TASK PROMPT » Look through the records and copy each line that has "frozen" in it.

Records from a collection
PR #8576, opened 2023-04-18
LegacyHandler providing frozen options to Adapters

kiosion:
## Description
This PR addresses an issue with the LegacyHandler in 4.12 - The StoreRequestContext obj passed to legacy Adapters is frozen, causing issues when modifying request params, i.e., modifying the `query` param within an Adapter's `query` or `urlForQuery` methods. I've added a failing test case as a reproduction of how I ran into this issue.


amk221:
Thanks. I'm also experiencing this from:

RESPONSE FOR THIS EXERCISE »
LegacyHandler providing frozen options to Adapters
This PR addresses an issue with the LegacyHandler in 4.12 - The StoreRequestContext obj passed to legacy Adapters is frozen, causing issues when modifying request params, i.e., modifying the `query` param within an Adapter's `query` or `urlForQuery` methods. I've added a failing test case as a reproduction of how I ran into this issue.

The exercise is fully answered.